● **WHAT NEEDS TO BE DONE**
Below is a listing. Write out exactly its lines between the one holding "29.4% | GL (fast) |" and the one holding "the configure log.", inclusive.

● **RECORDS PROVIDED**
PR #98, opened 2026-07-29
launcher: keep the GDI present path; 0055's GL path misplaces the frame

Version33:
A patch claude wanted to put in another PR
didn't see why not, so here's that to look at

just some docs and a patch that solves an issue I was having with Live rendering with a massive black bar on the upper third of the screen; fis is just an env var. If this is just a me issue and making `WINE_DISABLE_GL_PRESENT` 1 by default is not a good idea, go ahead and close this. Or if you don't like the docs/comments, lmk and I can clean those up

claude says:
```
Patch 0055 (PR #94, issue 91) prefers wined3d's GL present path for top-level swapchain windows. On niri -- scrollable tiling, Wayland, XWayland, AMD/radv -- that path presents Live's frame roughly 476px low: a black band fills the top of the client area, the bottom of the mixer is clipped off-screen, and the whole UI looks displaced. Input hit-testing stays on the real layout, so clicks land where a control should be rather than where it is drawn.

Correct geometry with misplaced pixels puts the fault in the present blit. Measured on a 3840x2160 output at scale 1.25 (LogPixels 120): the X11 window was 3840x2045 and its client child 3840x2017 at +0+28, and WM_NORMAL_HINTS carried 0053's PMinSize 1208x999 -- all correct. WINE_DISABLE_GL_PRESENT=1 renders correctly and logs "Using GDI present" once; the same build without it never logs it and misplaces the frame.

Default WINE_DISABLE_GL_PRESENT to 1 in both launchers, in the same ${VAR:-default} form as the other wined3d knobs there, so the stack keeps the copy path and its bandwidth cost until the direct path is fixed. WINE_DISABLE_GL_PRESENT=0 opts back in; 0055 reads the value, so 0 means the GL path, not "disabled". The patch series is untouched.

Likely mechanism, unconfirmed: a tiling compositor resizes the window right after mapping and the direct path bottom-aligns the pre-resize buffer in the new drawable (GL's origin is bottom-left, X11's is top-left). That would make every tiling compositor affected and every floating one clean, matching the COSMIC measurements in notes/ABLETON-WINE-GPU-RENDERER.md. Untested on sway, Hyprland and i3, so this is a blanket default rather than a per-compositor gate.
```

### DIFF
--- a/notes/ABLETON-WINE-GPU-RENDERER.md
+++ b/notes/ABLETON-WINE-GPU-RENDERER.md
@@ -96,6 +96,35 @@ These measurements come from one machine (AMD Navi 31, COSMIC/Wayland
 via XWayland). Confirmation on Intel or NVIDIA hardware and on a
 non-Wayland session is still open.
 
+### The direct path misplaces the frame on niri (2026-07-29)
+
+On niri (scrollable-tiling Wayland compositor, XWayland, AMD/radv) the
+direct path presents Live's frame at the wrong vertical origin. The
+image sits about 476 px low: a black band fills the top of the client
+area, the bottom of the mixer is clipped off-screen, and the whole UI
+looks displaced. Input hit-testing stays on the real layout, so
+clicking works where a control *should* be, not where it is drawn.
+That split — correct geometry, misplaced pixels — puts the fault in the
+present blit, not in Live's layout or the DPI policy.
+
+Measured on a 3840x2160 output at scale 1.25 (`LogPixels` 120). The X11
+window was 3840x2045 and its client child 3840x2017 at +0+28, both
+correct. `WINE_DISABLE_GL_PRESENT=1` renders correctly and logs `Using
+GDI present` once; the same build without it logs nothing and misplaces
+the frame.
+
+Unconfirmed, but the likely mechanism is that a tiling compositor
+resizes the window immediately after mapping, and the direct path
+bottom-aligns the pre-resize buffer in the new drawable (GL's origin is
+bottom-left, X11's is top-left). If that holds, every tiling
+compositor is affected and every floating one is not, which matches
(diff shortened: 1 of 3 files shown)


Immabed:
fixes #100

shibco:
First, @Immabed @NoskyD and @Version33, the immediate fix is to load Ableton Live with this command: 

```bash
WINE_DISABLE_GL_PRESENT=1 ableton-live
```

I tested this fix and despite it being very small it is also deceptively simple.

So.

There are two ways to draw Live's interface on screen. 

Option A - Copy the picture "by hand" every frame, where we favour accuracy and ensure it always looks right but wastes a lot of the computer's effort. 

Option B - Send the picture straight to the graphics card. 

But because nothing in Windows and Wine life is simple, the fast, cool and very performant Option B has a drawback: a Windows window changes size right after it opens, which some desktops handle automatically, and which Live's HiDPI setting also does. In some circumstances, the interface never fully updates and the GPU thinks the window is a different size, and you get a magnificant void between your set and the top of the Live window.

This PR as it stands is a little bit of a monkey-paw wish trade: it will immediately fix this black void issue for everyone, everywhere, and everyone gets slugged with a huge performance drop that is noticeable depending on the number of CPU cores you have, etc etc. OR some users keep the black void unless they manually disable the GDI prsent path with `WINE_DISABLE_GL_PRESENT=1`

There are a couple of things we can try. I'll keep this PR open until I know exactly what to do.

NoskyD:
Yup, that works! (Yet you have to sacrifice some of the performance, it lags sometimes... I thought the #61 would come back, but luckily no)

shibco:
Thanks for confirming @NoskyD! We got a fix over at #102 that @ClickSentinel is gonna test when he can

shibco:
This should be fixed now by #102. Closing.

Issue #100, opened 2026-07-30
Live's UI slides down with HiDPI setting on (Laptop GTX 1050)


NoskyD:
## What happened

I'm running Live 12 Suite on CachyOS with KDE Plasma.
The GPU is a laptop version of NVIDIA GTX 1050, the driver is `nvidia-580xx-dkms 580.173.02-1`.

When the 'Enable HiDPI Mode' setting is turned on, Live's interface renders slightly to the bottom with a huge black gap between the window's top bar and (which Live has).

It doesn't depend on the GPU setting:

<img width="1919" height="1080" alt="Image" src="https://github.com/user-attachments/assets/b47d85d0-2901-4218-ad52-cd519975c806" />
<img width="1919" height="1080" alt="Image" src="https://github.com/user-attachments/assets/65e0e295-ae53-4287-831b-bb848e644c80" />

## Steps to reproduce

1. Run Ableton Live on him with 'Enable HiDPI Mode' setting turned on.
2. Notice the UI sliding down and a black gap at the top.

## System summary

Run the profiler on the affected machine from the root of this repository. It
prints a redacted system summary and copies it when a supported clipboard tool
is available.

If the same setup works on macOS or Windows, add that profiler's output for
comparison.

- Linux: `./beta/scripts/ableton-linux-profiler.sh`
- macOS: `./beta/scripts/ableton-macos-profiler.sh`
- Windows: `powershell -ExecutionPolicy Bypass -File beta\scripts\ableton-windows-profiler.ps1`

Review the summary, then paste it here:
*Didn't find the script...*

Immabed:
I'll add that this is a regression. On an earlier version of ableton-linux with wine 11.11, Ableton rendered fine. Not sure which of many changes could have caused it.

shibco:
Fixed in #102

PR #102, opened 2026-07-30
Patch 0058: GDI present for frames whose client rect disagrees (issue 100)

shibco:
The GL present path (0055) can land Live's frame too low: black band on top, bottom clipped (#100; same signature as the niri report on #98).

Cause candidate: the destination rect is captured on Live's thread in the window's DPI context (0023), but the blit's y-flip re-queries the client rect later on wined3d's CS thread in that thread's DPI context. If the two disagree (thread DPI mismatch, or a resize in flight), GL's bottom-left origin lands the frame low by the difference.

Patch 0058 compares the two rects on every frame. Match: GL present as before. Mismatch: that frame takes the GDI path, which is correct under the same conditions. Affected setups end up on the GDI path full-time, as if WINE_DISABLE_GL_PRESENT=1; healthy setups keep the GL path. A fire-once FIXME and a rate-limited TRACE log both rects for diagnosis.

Build and 8/8 audit pass. Runtime verification on an affected setup (niri, or the #100 machine) is pending. If the bar survives there without the gate firing, the disagreement is driver-side and the follow-up is a DPI-consistent query in translate_drawable_coords.

If this verifies, this supersedes the proposed flag switch in #98.

### DIFF
--- a/notes/ABLETON-WINE-GPU-RENDERER.md
+++ b/notes/ABLETON-WINE-GPU-RENDERER.md
@@ -127,7 +127,48 @@ rate-limited TRACE record both rects and the backbuffer size, so an
 affected machine can show which side lies, toward a root fix in
 `translate_drawable_coords` itself.
 
-Runtime verification on an affected compositor is pending.
+Runtime verification is below: the gate is correct, and the
+disagreement it detects has a root cause worth fixing.
+
+### The disagreement is a DPI-context gap; patch 0059 closes it (2026-07-30)
+
+The trigger is fractional display scaling, not a compositor, a driver
+or a window manager. It reproduces on AMD Navi 31 under COSMIC/Wayland
+— a setup with no symptom at 100% — by putting the prefix at 125%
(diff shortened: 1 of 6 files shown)


ClickSentinel:
The cost of this fix is that at 125% scaling, cpu usage for _drawing_ the interface increases ~3 fold.

| Configuration | Wine scale | Black bar | Live CPU (mean / peak) | Present path |
|---|---|---|---|---|
| main today — 0055, no 0058 | 125% (LogPixels 120) | **Yes** | 29.8% / 35.5% | GL (fast) |
| PR #102 — 0058 applied | 125% (LogPixels 120) | No | 98.9% / 117.5% | GDI (slow) |
| PR #102 — 0058 applied | 100% (LogPixels 96) | No | 26.6% / 29.4% | GL (fast) |

Workaround for this bug is set DPI scale at launch to 100% and use the zoom feature in Ableton.

Personally, I'd like some time to investigate a fix that doesn't spike the CPU. If this is urgent, ship it, issue, fix later. 

Edit: fixed in #107

PR #103, opened 2026-07-30
Fix mp3 import: winegstreamer

### LINKED ISSUE #44: .mp3 files fail to load (can cause export failures)
Live fails to load any .mp3 file, showing the error "The file could not be read. It may be corrupt or not licensed."

Image

When double clicking on the file, Live shows the error "This sample contains no audio data:"

Image

When exporting audio as a .mp3, if 'Create Analysis File' is enabled, then when Live finishes rendering the audio, it will show "This sample contains no audio data" error and the encoded .mp3 file will be discarded. If the analysis option is disabled, the export finishes successfully.

---
[Discord thread](https://discord.com/channels/1307779762189504602/1530636023162343748/1530636023162343748)

ClickSentinel:
## Summary

`Containerfile` never installed `libgstreamer1.0-dev`/`libgstreamer-plugins-base1.0-dev`. Wine's `configure` treats GStreamer support as opt-out (`--without-gstreamer`), not opt-in, so without those packages it silently dropped the `winegstreamer` module — no build failure, just a notice buried in the configure log.

Without `winegstreamer.dll`/`.so`, `mfplat`'s Media Foundation source resolver has no backend to hand media files to, so mp3 import failed on every build. The exact error depends on prefix history: `MF_E_UNSUPPORTED_BYTESTREAM_TYPE` on a clean prefix, or `E_OUTOFMEMORY` out of `wg_parser_create` on a prefix carrying a stale leftover `winegstreamer.dll` from an older build with no matching backend. Same root cause either way.

This adds the two dev packages to `Containerfile`, plus build-audit gates in `scripts/container-build.sh` and `scripts/install.sh` that fail loudly if `winegstreamer.so` doesn't actually get produced — the same protection the build already has for `winealsa` and `ntsync` silently dropping.

Fixes #44.

## Test plan

- [x] Build audit passes (76 checks); packaged tarball now contains `lib/wine/x86_64-unix/winegstreamer.so` and `winegstreamer.dll` (both previously absent).
- [x] Installed over a real `~/.wine-ableton` and confirmed mp3 import works.

### DIFF
--- a/Containerfile
+++ b/Containerfile
@@ -56,6 +56,10 @@ RUN apt-get update && apt-get install -y --no-install-recommends \
       # driver. PipeASIO builds against the vendored PipeWire SDK below, not a
       # jammy package (jammy's 0.3.48 predates the thread-utils API it needs).
       libasound2-dev libpulse-dev \
+      # media import: without these, configure silently drops winegstreamer
+      # and mp3/mp4/wma import just fails (issue #44). Actual codec plugins
+      # still come from the user's host GStreamer install at runtime.
+      libgstreamer1.0-dev libgstreamer-plugins-base1.0-dev \
       # TLS (Live online auth / pack downloads), USB display bridge, XDG portal
       libgnutls28-dev libusb-1.0-0-dev libudev-dev libdbus-1-dev \
  && rm -rf /var/lib/apt/lists/* \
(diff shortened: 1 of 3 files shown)


shibco:
This is good to merge with two little updates: 

1. add `winegstreamer` entries to `build-audit.sh`'s structural invariants
2. add gstreamer to the list of requirements in README.md

Approving because these are tiny changes and we can merge.

PR #105, opened 2026-07-30
Patch 0061: wined3d: describe unlisted GPUs from the driver's own name

### LINKED ISSUE #84: (  2026.07.29.1 2026.07.29.1 )No HW Acceleration on Intel Arc Asus Laptop S5506MA
Image

UI seems laggy on this laptop. It's an Intel 155h.

[SYSTEM]
PRETTY_NAME="CachyOS"
Linux 7.2.0-rc4-1-cachyos-rc x86_64
CPU(s):                                   22
               total       usado       libre  compartido   búf/caché  disponible
Mem:            15Gi        11Gi       1,0Gi       1,8Gi       4,0Gi       3,4Gi
sys_vendor=ASUSTeK COMPUTER INC.
product_name=ASUS Vivobook S 15 S5506MA_S5506MA

[GRAPHICS]
OpenGL vendor string: Intel
OpenGL renderer string: Mesa Intel(R) Arc(tm) Graphics (MTL)
OpenGL core profile version string: 4.6 (Core Profile) Mesa 26.2.0-devel (git-584a0997c8)
OpenGL version string: 4.6 (Compatibility Profile) Mesa 26.2.0-devel (git-584a0997c8)
desktop=KDE
session=wayland

[AUDIO]
pipewire=active
pipewire-pulse=active
wireplumber=active
pipewire
Compiled with libpipewire 1.6.8
Linked with libpipewire 1.6.8
wireplumber
Compiled with libwireplumber 0.5.15
Linked with libwireplumber 0.5.15
Found "settings" metadata 31
update: id:0 key:'log.level' value:'2' type:''
update: id:0 key:'clock.rate' value:'48000' type:''
update: id:0 key:'clock.allowed-rates' value:'[ 48000 ]' type:''
update: id:0 key:'clock.quantum' value:'1024' type:''
update: id:0 key:'clock.min-quantum' value:'32' type:''
update: id:0 key:'clock.max-quantum' value:'2048' type:''
update: id:0 key:'clock.force-quantum' value:'512' type:''
update: id:0 key:'clock.force-rate' value:'48000' type:''
**** List of PLAYBACK Hardware Devices ****
card 0: Audio [AB13X USB Audio], device 0: USB Audio [USB Audio]
  Subdevices: 0/1
  Subdevice #0: subdevice #0
card 1: sofhdadsp [sof-hda-dsp], device 0: HDA Analog (*) []
  Subdevices: 1/1
  Subdevice #0: subdevice #0
card 1: sofhdadsp [sof-hda-dsp], device 3: HDMI1 (*) [HDMI 1]
  Subdevices: 1/1
  Subdevice #0: subdevice #0
card 1: sofhdadsp [sof-hda-dsp], device 4: HDMI2 (*) [HDMI 2]
  Subdevices: 1/1
  Subdevice #0: subdevice #0
card 1: sofhdadsp [sof-hda-dsp], device 5: HDMI3 (*) [HDMI 3]
  Subdevices: 1/1
  Subdevice #0: subdevice #0
card 1: sofhdadsp [sof-hda-dsp], device 31: Deepbuffer HDA Analog (*) []
  Subdevices: 1/1
  Subdevice #0: subdevice #0

[MIDI]
Dir Device    Name

ClickSentinel:
On any Intel GPU newer than about 2019, Live greys out "Enable GPU Renderer" and says `Intel(R) HD Graphics 4000: Unexplained slow UI at zoom-level 100% and/or crashes`. That's issue 84, reported on a Core Ultra 7 155H, which is a 2024 part. Patch 0035 ran into the same thing with Battlemage and fixed it by adding one row to the device table.

Live's check goes by name, not by what the card can do, and wined3d is telling it the wrong name. wined3d only names a card it can find in `gpu_description_table`. When the lookup misses it guesses a device from the feature level instead, and for Intel that guess is `CARD_INTEL_IVBD`, whose table entry is literally `"Intel(R) HD Graphics 4000"`. So every Intel GPU that isn't in the table ends up reporting the exact string Live refuses.

This isn't only an Intel problem. My 7900 XT isn't in the table either:

```text
query_gpu_description  Card reports vendor PCI ID 0x1002, device PCI ID 0x744c, 0x500000000 bytes of video memory.
wined3d_guess_card     Unrecognized renderer "AMD Radeon RX 7900 XT (radeonsi, navi31, ACO, ...)", falling back to default.
wined3d_adapter_init_gl_caps  Guessed device PCI ID 0x68d8.
```

`0x68d8` is "ATI Radeon HD 5600 Series", a 2010 card with 512 MB. Both vendors fall back to something ancient. AMD's just happens to land on a name Live accepts and Intel's doesn't. You can force it either way on hardware that's otherwise fine:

● **ANSWER SECTION**
| PR #102 — 0058 applied | 100% (LogPixels 96) | No | 26.6% / 29.4% | GL (fast) |

Workaround for this bug is set DPI scale at launch to 100% and use the zoom feature in Ableton.

Personally, I'd like some time to investigate a fix that doesn't spike the CPU. If this is urgent, ship it, issue, fix later. 

Edit: fixed in #107

PR #103, opened 2026-07-30
Fix mp3 import: winegstreamer

### LINKED ISSUE #44: .mp3 files fail to load (can cause export failures)
Live fails to load any .mp3 file, showing the error "The file could not be read. It may be corrupt or not licensed."

Image

When double clicking on the file, Live shows the error "This sample contains no audio data:"

Image

When exporting audio as a .mp3, if 'Create Analysis File' is enabled, then when Live finishes rendering the audio, it will show "This sample contains no audio data" error and the encoded .mp3 file will be discarded. If the analysis option is disabled, the export finishes successfully.

---
[Discord thread](https://discord.com/channels/1307779762189504602/1530636023162343748/1530636023162343748)

ClickSentinel:
## Summary

`Containerfile` never installed `libgstreamer1.0-dev`/`libgstreamer-plugins-base1.0-dev`. Wine's `configure` treats GStreamer support as opt-out (`--without-gstreamer`), not opt-in, so without those packages it silently dropped the `winegstreamer` module — no build failure, just a notice buried in the configure log.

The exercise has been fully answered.